School of Electronic and Information Engineering, South China University of Technology, Guangzhou 510640, China.
Sensors (Basel). 2021 Mar 18;21(6):2136. doi: 10.3390/s21062136.
Sharing our feelings through content with images and short videos is one main way of expression on social networks. Visual content can affect people's emotions, which makes the task of analyzing the sentimental information of visual content more and more concerned. Most of the current methods focus on how to improve the local emotional representations to get better performance of sentiment analysis and ignore the problem of how to perceive objects of different scales and different emotional intensity in complex scenes. In this paper, based on the alterable scale and multi-level local regional emotional affinity analysis under the global perspective, we propose a multi-level context pyramid network (MCPNet) for visual sentiment analysis by combining local and global representations to improve the classification performance. Firstly, Resnet101 is employed as backbone to obtain multi-level emotional representation representing different degrees of semantic information and detailed information. Next, the multi-scale adaptive context modules (MACM) are proposed to learn the sentiment correlation degree of different regions for different scale in the image, and to extract the multi-scale context features for each level deep representation. Finally, different levels of context features are combined to obtain the multi-cue sentimental feature for image sentiment classification. Extensive experimental results on seven commonly used visual sentiment datasets illustrate that our method outperforms the state-of-the-art methods, especially the accuracy on the FI dataset exceeds 90%.

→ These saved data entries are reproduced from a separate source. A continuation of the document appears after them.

PR #3631, opened 2021-08-30
rewrite XSTR to be more robust

### LINKED ISSUE #3627: Escaped quotes in xstr cause freeze in parsing
Tested in a few ship table fields. `\"` inside the string causes the parsing to get stuck on that file but never actually error.

Goober5000:
The old XSTR parsing code was a bit of a mess and did not even properly enforce its format.  These new routines enforce the actual XSTR format and warn when it is malformed, which is helpful for catching table errors as early as possible.  This fixes #3627 and also catches mismatched quotes and other common XSTR errors.  No more wondering why comments are being mysteriously parsed instead of ignored!

### DIFF
--- a/code/localization/localize.cpp
+++ b/code/localization/localize.cpp
@@ -713,6 +713,7 @@ void lcl_fred_replace_stuff(SCP_string &text)
 // XSTR("wheeee", -1)
 // XSTR("whee", 2000)
 // and these should cover all the externalized string cases
+// NOTE: max_len is the maximum string length, not buffer length
 // fills in id if non-NULL. a value of -2 indicates it is not an external string
 // returns true if we were able to extract the XSTR elements (text_str and maybe id are populated)
 bool lcl_ext_localize_sub(const char *in, char *text_str, char *out, size_t max_len, int *id, bool use_default_translation = false)
@@ -731,6 +732,7 @@ bool lcl_ext_localize_sub(const char *in, char *text_str, char *out, size_t max_
 	auto ch = in;
 	bool attempted_xstr = false;
 
+	// this is a pseudo-goto block, not a loop
 	do {
 		// check to see if this is an XSTR() tag
 		if (strnicmp(ch, "XSTR", 4) != 0)
@@ -874,10 +876,14 @@ bool lcl_ext_localize_sub(const char *in, char *text_str, char *out, size_t max_
 		error_display(0, "Malformed XSTR detected:\n\n%s\n", in);
 
 	// copy the entire string (or as much as we can)
+	auto str_len = strlen(xstr_str);
 	strncpy(out, xstr_str, max_len);
+	if (str_len > max_len)
+		out[max_len] = '\0';
+	else
+		out[str_len] = '\0';
 
 	// maybe warn about length
-	auto str_len = strlen(xstr_str);
 	if (str_len > max_len && !Lcl_unexpected_tstring_check)
 		error_display(0, "Token too long: [%s].  Length = " SIZE_T_ARG ".  Max is " SIZE_T_ARG ".\n", xstr_str, str_len, max_len);
 
@@ -895,6 +901,7 @@ bool lcl_ext_localize_sub(const SCP_string &in, SCP_string &text_str, SCP_string
 	auto ch = in.c_str();
 	bool attempted_xstr = false;
 
+	// this is a pseudo-goto block, not a loop
 	do {
 		// check to see if this is an XSTR() tag
 		if (strnicmp(ch, "XSTR", 4) != 0)
--- a/code/localization/localize.cpp
+++ b/code/localization/localize.cpp
@@ -803,18 +803,20 @@ bool lcl_ext_localize_sub(const char *in, char *text_str, char *out, size_t max_
 		//
 
 		// check bounds
-		if (str_end - str_start > PARSE_BUF_SIZE - 1)
+		auto str_length = str_end - str_start;
+		if (str_length > PARSE_BUF_SIZE - 1)
 		{
 			error_display(0, "String cannot fit within XSTR buffer!\n\n%s\n", str_start);
 			break;
 		}
 
 		// now that we know the boundaries of the actual string in the XSTR() tag, copy it
-		strncpy(text_str, str_start, str_end - str_start);
-		text_str[str_end - str_start] = '\0';
+		strncpy(text_str, str_start, str_length);
+		text_str[str_length] = '\0';
 
 		// bounds for id too
-		if (id_end - id_start > PARSE_ID_BUF_SIZE - 1)
+		auto id_length = id_end - id_start;
+		if (id_length > PARSE_ID_BUF_SIZE - 1)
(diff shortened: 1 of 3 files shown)


JadedDragoon:
uh, hmm... any chance of shoe-horning support for string ids in there? As per https://discord.com/channels/223511295431933953/771694956707315752/880933332236501002 ?

Goober5000:
> uh, hmm... any chance of shoe-horning support for string ids in there? As per https://discord.com/channels/223511295431933953/771694956707315752/880933332236501002 ? Yeah, should be it's own FR...

That's not practical.  It would require a significant rewrite of the localization system.

code/localization/localize.cpp
```diff
@@ -724,199 +717,318 @@ void lcl_fred_replace_stuff(SCP_string &text)
...
-	if ( !Xstr_inited || (str_id < 0) || (!use_default_translation && ((Lcl_current_lang == LCL_UNTRANSLATED) || (Lcl_current_lang == LCL_RETAIL_HYBRID))) ) {
-		if ( strlen(text_str) > max_len && !Lcl_unexpected_tstring_check )
-			error_display(0, "Token too long: [%s].  Length = " SIZE_T_ARG ".  Max is " SIZE_T_ARG ".\n", text_str, strlen(text_str), max_len);
+		//
+		// split off the strings and id sections
+		//
 
-		strncpy(out, text_str, max_len);
+		// check bounds
+		if (str_end - str_start > PARSE_BUF_SIZE - 1)
```
jg18, line 806: Consider adding
```
int str_length = (int)(str_end - str_start);
```
above this line and then using `str_length` here and also below.

Goober5000: Good idea.  Done.

code/localization/localize.cpp
```diff
@@ -724,199 +717,321 @@ void lcl_fred_replace_stuff(SCP_string &text)
...
+		//
+		// split off the strings and id sections
+		//
 
-	// set the id #
-	if (id != NULL){
-		*id = str_id;
-	}
+		// now that we know the boundaries of the actual string in the XSTR() tag, copy it
+		text_str.assign(str_start, str_end);
```
jg18, line 970: Shouldn't the second argument be `str_end - str_start`?

code/localization/localize.cpp
```diff
@@ -724,199 +717,321 @@ void lcl_fred_replace_stuff(SCP_string &text)
...
+	auto str_len = strlen(xstr_str);
+	if (str_len > max_len && !Lcl_unexpected_tstring_check)
+		error_display(0, "Token too long: [%s].  Length = " SIZE_T_ARG ".  Max is " SIZE_T_ARG ".\n", xstr_str, str_len, max_len);
 
-	return true;
+	return xstr_valid;
 }
 
 // ditto for SCP_string
 bool lcl_ext_localize_sub(const SCP_string &in, SCP_string &text_str, SCP_string &out, int *id, bool use_default_translation = false)
```
jg18, line 888: It might make the code simpler if this function just called into the version above that uses C-strings, but maybe that isn't practical. I assume we wouldn't want the reverse, i.e. have that version just call into this one, because of the performance hit from creating/destroying temporary `SCP_string` objects.

If we knew what value to pass for `max_len` and could preallocate that amount of space in `text_str`/`out`, would calling the C-string version work? Or maybe a bad idea?

jg18 (changes requested):
One requested change, two optional changes, and some "food for thought" while I continue to review.

code/localization/localize.cpp
```diff
@@ -724,199 +717,321 @@ void lcl_fred_replace_stuff(SCP_string &text)
...
+	// set whatever id we have
+	if (id != nullptr)
+		*id = xstr_id;
+
+	// if we made an attempt but failed, let the modder know
+	if (xstr_id == -2 && attempted_xstr)
+		error_display(0, "Malformed XSTR detected:\n\n%s\n", in);
+
+	// copy the entire string (or as much as we can)
+	strncpy(out, xstr_str, max_len);
```
jg18, line 877: Do we need to add the terminating null char to `out`?

code/localization/localize.cpp
Goober5000: I haven't investigated whether that would work, but this also works.  This treats the function parameters as a start iterator and an end iterator.

code/localization/localize.cpp
```diff
@@ -724,199 +717,321 @@ void lcl_fred_replace_stuff(SCP_string &text)
...
 
 	// NOTE: "Token too long" warnings are disabled when Lcl_unexpected_tstring_check is active,
 	// because in such cases we actually anticipate that the length might be exceeded.
 
-	// default (non-external string) value
-	if (id != NULL) {
-		*id = -2;
-	}
+	// set up return values
+	auto xstr_str = in;
```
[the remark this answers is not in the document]
Goober5000: Yeah, I don't usually do that.

code/localization/localize.cpp
Goober5000: I considered combining the functions, but I want to leave them as they are.  Ideally, the SCP_string version would use proper SCP_string accessor functions, but that can wait for a future upgrade.

code/localization/localize.cpp
Goober5000: We probably do.

code/localization/localize.cpp
```diff
@@ -724,199 +717,321 @@ void lcl_fred_replace_stuff(SCP_string &text)
...
 
-	str_len = strlen(in);
+	auto ch = in;
+	bool attempted_xstr = false;
 
-	// if the string is < 9 chars, it can't be an XSTR("",) tag, so just copy it
-	if (str_len < 9) {
-		if (str_len > max_len && !Lcl_unexpected_tstring_check)
-			error_display(0, "Token too long: [%s].  Length = " SIZE_T_ARG ".  Max is " SIZE_T_ARG ".\n", in, str_len, max_len);
+	do {
```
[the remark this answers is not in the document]
Goober5000: *shrug*

code/localization/localize.cpp
jg18: Okay.

jg18 (approved):
While I'm not an expert on this code, this change looks reasonable.

code/localization/localize.cpp
```diff
@@ -720,203 +713,332 @@ void lcl_fred_replace_stuff(SCP_string &text)
...
+		if (str_length > PARSE_BUF_SIZE - 1)
+		{
+			error_display(0, "String cannot fit within XSTR buffer!\n\n%s\n", str_start);
+			break;
+		}
 
-		if (id != NULL)
-			*id = str_id;
+		// now that we know the boundaries of the actual string in the XSTR() tag, copy it
+		strncpy(text_str, str_start, str_length);
```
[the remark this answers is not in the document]
Goober5000: Yup, this is in the parent function `lcl_ext_localize`.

通过带有图像和短视频的内容来分享我们的感受是社交网络上的一种主要表达方式。视觉内容可以影响人们的情绪,这使得分析视觉内容的情感信息的任务越来越受到关注。目前的大多数方法都集中在如何改进局部情感表示以获得更好的情感分析性能,而忽略了如何在复杂场景中感知不同尺度和不同情感强度的对象的问题。在本文中,基于全局视角下可改变尺度和多层次局部区域情感亲和度分析,我们提出了一种多层上下文金字塔网络(MCPNet),通过结合局部和全局表示来提高分类性能,进行视觉情感分析。首先,使用 Resnet101 作为骨干网络,获得代表不同语义信息和详细信息程度的多层次情感表示。然后,提出多尺度自适应上下文模块(MACM),用于学习图像中不同尺度的不同区域的情感相关性,并提取每个层次深度表示的多尺度上下文特征。最后,结合不同层次的上下文特征,获得图像情感分类的多线索情感特征。在七个常用视觉情感数据集上的广泛实验结果表明,我们的方法优于最先进的方法,特别是在 FI 数据集上的准确率超过 90%。